When sprayed onto grass outside and exposed to natural weather for several months, spores remained detectable, with minimal spread outside the inoculated region. On environments such as sand, soil, carpet and wood, the spores survived for months with no loss over time, and they were identified after disturbances such as vacuuming, sweeping and simulated wind and rain.
This characteristic, the team noted, could allow spores to be used to determine whether an object has passed through an inoculated area. They tested this by dividing the sandpit into grids, each labelled with up to four different barcoded spores. Individuals and a remote-control car then navigated the sandpit.
They found that they could identify the specific grids that the objects passed through with minimal false positives or negatives, suggesting a possible application as a complementary tool for forensics or law enforcement.
“As scientists, our charge is to solve scientific challenges, but at the same time we want to make sure that we acknowledge broader societal implications,” Springer said. “We believe the barcoded spores are best suited for farming and industrial applications and would be ineffective for human surveillance.”
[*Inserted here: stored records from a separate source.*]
PR #3852, opened 2023-03-09
Removing error prone undefined late binding for Darwin builds

rickmark:
This flag causes the linker to succeed and insert dlsym for undefined values which will cause numerious run time issues that are compile time issues with ext modules

## Summary of changes

Do not request darwin (macOS) linker to ignore undefined symbols

Closes 

### Pull Request Checklist
- [NA] Changes have tests - Existing tests pass
- [NA] News fragment added in [`changelog.d/`].

[PR docs]:


rickmark:
Additionally I think setuptools may have to be modernized for `clang` on Apple platforms, including using `-bundle` instead of dynamiclib.

The additional linker stripping statement might also only be for when compiling as debug

PR #3859, opened 2023-03-15
docs: Add a note about historical `wheel` use in `requires`

mgorny:
## Summary of changes

Add a note explaining that the `wheel` requirement that used to be historically used in documentation was incorrect.  This also explains why it can frequently be found in existing projects, and what problems it causes.  I find myself repeatedly explaining it, so I think having a single official source would be better.

### Pull Request Checklist
- [ ] Changes have tests

[PR docs]:

### DIFF
--- a/docs/userguide/quickstart.rst
+++ b/docs/userguide/quickstart.rst
@@ -63,7 +63,7 @@ library will be used to actually do the packaging.
    not recommended. The backend automatically adds ``wheel`` dependency
    when it is required, and listing it explicitly causes it to be
    unnecessarily required for source distribution builds.
-   You should only include ``wheel`` in `requires` if you need to explicitly
+   You should only include ``wheel`` in ``requires`` if you need to explicitly
    access it during build time (e.g. if your project needs a ``setup.py``
    script that imports ``wheel``).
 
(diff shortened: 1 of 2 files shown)


docs/userguide/quickstart.rst
```diff
@@ -56,6 +56,14 @@ containing a ``build-system`` section similar to the example below:
 This section declares what are your build system dependencies, and which
 library will be used to actually do the packaging.
 
+.. note::
+
+   Historically this documentation has wrongly listed ``wheel``
+   in the ``requires`` list, and many projects still do that. This is
+   incorrect. The backend automatically adds ``wheel`` dependency
+   when it is required, and listing it explicitly causes it to be
+   unnecessarily required for source distribution builds.
```
abravalheri, line 65:
```suggestion
   Historically this documentation has unnecessarily listed ``wheel``
   in the ``requires`` list, and many projects still do that. This is
   not recommended. The backend automatically adds ``wheel`` dependency
   when it is required, and listing it explicitly causes it to be
   unnecessarily required for source distribution builds.
   You should only explicitly list `wheel` if you are importing it
   in your `setup.py`.
```

mgorny: Thanks. I've merged your change but fixed formatting and changed "access to it" to "access it" that I believe is more grammatically correct.

abravalheri:

Issue #1386, opened 2018-06-05
Remove dependency on wheel


agronholm:
Currently the `setuptools.command.dist_info` command relies on the `bdist_wheel` code to create a `.dist-info` directory. But since wheel has no public API, this is dangerous as that code could go away in the next release. The `dist_info` command should be natively implemented in setuptools instead.

jaraco:
This effort is going to be a lot of work. The egg_info command has a lot of cruft and deprecated functionality... and the contract between egg_info and dist_info is largely implicit.

On the other hand, it looks like the main thing that dist_info needs is the metadata, which is written in the same format as with egg_info, so probably the distutils write_pkg_info can be leveraged directly. We'll take it bit-by-bit.

agronholm:
I'm starting my summer vacation today. Hopefully I can contribute to this effort.

mattip:
As per pypa/wheel#262, maybe an easier path would be to move `bdist_wheel` here and use an as-yet-not-created official API from wheel.

agronholm:
That would be ideal.

merwok:
That sounds better than calling distutils’ write_pkg_info`, as that does not handle the most recent metadata versions with email-style separation of headers and long description.

abravalheri:
pypa/packaging#383 and pypa/packaging#498 might be relevant here.

jaraco:
Steps to integrate bdist_wheel:

- copy implementation of wheel/bdist_wheel to setuptools/commands/bdist_wheel
- define `distutils.command` for bdist_wheel in setuptools
- vendor `wheel` as `setuptools/_vendor/wheel*`
- update build backend to no longer require wheel
- prevent `distutils.command` from `wheel` package from being loaded (in https://github.com/pypa/setuptools/blob/720862807dea012f3a0e7061880691025f736f11/setuptools/dist.py#L713 and maybe others); remove after a long term

adang1345:
Question: If I'm looking to fix a bug in the `bdist_wheel` command, where should the fix go from now on? Should it go to `setuptools/command/bdist_wheel.py`, `setuptools/_vendor/wheel/bdist_wheel.py`, the https://github.com/pypa/wheel project, or multiple of these?

agronholm:
I think the first step is to report the bug. If the bug relates specifically to `bdist_wheel` and not the other vendored wheel code, then likely it should only be fixed in setuptools.

PR #3904, opened 2023-04-24
Improve core metadata compliance for `PKG-INFO`

abravalheri:
## Summary of changes

- Add `Requires-Dist` to `PKG-INFO` files and make them compatible with `.dist-info/METADATA`
- This PR extracts `PKG-INFO` logic from `setuptools.dist` to `setuptools._core_metadata`.
- Improve 'atomicity' when writing `.egg-info/PKG-INFO`.
  - It seems that there is a race condition between `importlib.metadata` reading `PKG-INFO` and `setuptools.build_meta` writing to `PKG-INFO`, which causes `importlib.metadata` to emit a deprecation warnings (which will be converted in the future into an error).
  - I have observed in the past errors in the CI behaving in a flaky way, and I think those were associated to this race condition.
 
[^1]: (used by pytest and flake8 plugins) reading 

In the future the `_core_metadata` module can be used directly to generated `.dist-info/METADATA`.

---

This is part of a series of PRs:

- #3903
- #3904
- #3905
- #3906
- #3907
- #3908

The motivation for this series of PRs is the following:

- Logic for generating `.egg-info` and `.dist-info` directories is intertwined and implicit
  (See #1386).
- Setuptools uses `pypa/wheel` API which is not stable yet and is very likely to change in the future.
- `pypa/wheel` maintainers previously described that the long term vision is to transfer `bdist_wheel`
  directly to `setuptools` (See [pypa/wheel#262](https://github.com/pypa/wheel/issues/262#issuecomment-640471412), [pypa/wheel#472](https://github.com/pypa/wheel/pull/472#issuecomment-1306186724), [pypa/wheel#472](https://github.com/pypa/wheel/pull/472#issuecomment-1328129928)).

---

### Pull Request Checklist
- [ ] Changes have tests

[PR docs]:


abravalheri:
After some investigation and debugging it seems that the `PKG-INFO` file starts with the correct content, but ends up empty when the tests start running.

There might be a test that is not isolated modifying the `PKG-INFO` file directly...

This seems to be a flaky behaviour, and I am having trouble to replicate it locally, but I can see it in can some tests in the CI.

abravalheri:
I am using this PR to debug a series of flaky errors in the CI, so some intermediate commits might have debug code. I plan to remove the debug code once I reach a stable solution.

abravalheri:
I noticed that when I improve the isolation of `egg_info`[^1] used in `setuptools.build_meta:get_requires*`[^2], setuptools starts to get trouble to bootstrap.
It may seem that it is relying on the fact that `setuptools.build_meta:get_requires*` will generate a `setuptools.egg-info/PKG-INFO` file in the project hook that will be picked up by `importlib.metadata` in the subsequent hook calls.

[^1]: by setting `egg_base` to a temporary directory
[^2]: The isolation is necessary to avoid race conditions caused by `importlib.metadata` reading stuff from the `.egg-info` folder in the project root, while the `.egg-info` folder is being written. This situation seems to occur frequently because we use `pytest-xdist`, `pytest-checkdocs`, `pytest-perf` and other plugins that consume project metadata using `build.util.project_wheel_metadata`. I have been observing flaky tests because of this behaviour in the past months.

abravalheri:
It seems that since 2023-04-27 `virtualenv` will not include either setuptools or wheel when creating a new virtual environment for Python 3.12+: https://virtualenv.pypa.io/en/latest/changelog.html.

Some tests in the setuptools test suite assume `wheel` is installed. We need to fix that.

abravalheri:
If we try to further enhance `egg_info` isolation to avoid race conditions in the tests, and set up `egg_base` when packaging `setuptools` itself, the setuptools `sdist` will not contain the `setuptools.egg-info` folder... This means that it will not have `entry_points.txt`.

However some attributes in `setup.cfg` and `setup.py` are implemented via the `distutils.setup_keyworks` entry-point. Which means that they will not be available for being used and setting these attributes will cause errors.

abravalheri:
It seems that an easier approach is not try to change where `egg_info` writes files for now (since this task is very difficult). Instead I tried to make `write_pkg_info` a more atomic operation.

abravalheri:
@jaraco, would you be OK if I move this PR (#3904) and #3903 ahead?[^1]

The main idea of the 2 PR's is to improve `PKG-INFO` (right now `install_requires` and `extras_require` are mainly analysed by setuptools from a `*.egg-info/requires.txt` perspective, these 2 PRs shift the perspective to concern more with `PKG-INFO`).

[^1]: I know that I presented them as part of a bigger series, but for now I just would like merging these 2 PRs. The rest still depends on discussions with `pypa/wheel` and `pypa/packaging`.

jaraco:
No problem. Please proceed. I trust your instincts.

The researchers are now exploring ways to improve the system, including engineering potential kill-switch mechanisms into the spores, finding ways to limit propagation and examining if the spores can be used to provide temporal information about location history.
“Outbreaks of harmful foodborne pathogens such as Listeria, Salmonella and E. coli occur naturally and frequently,” Springer said. “Simple, safe synthetic biology tools and knowledge of basic biology allow us to create things that have a lot of potential in solving real world safety issues.”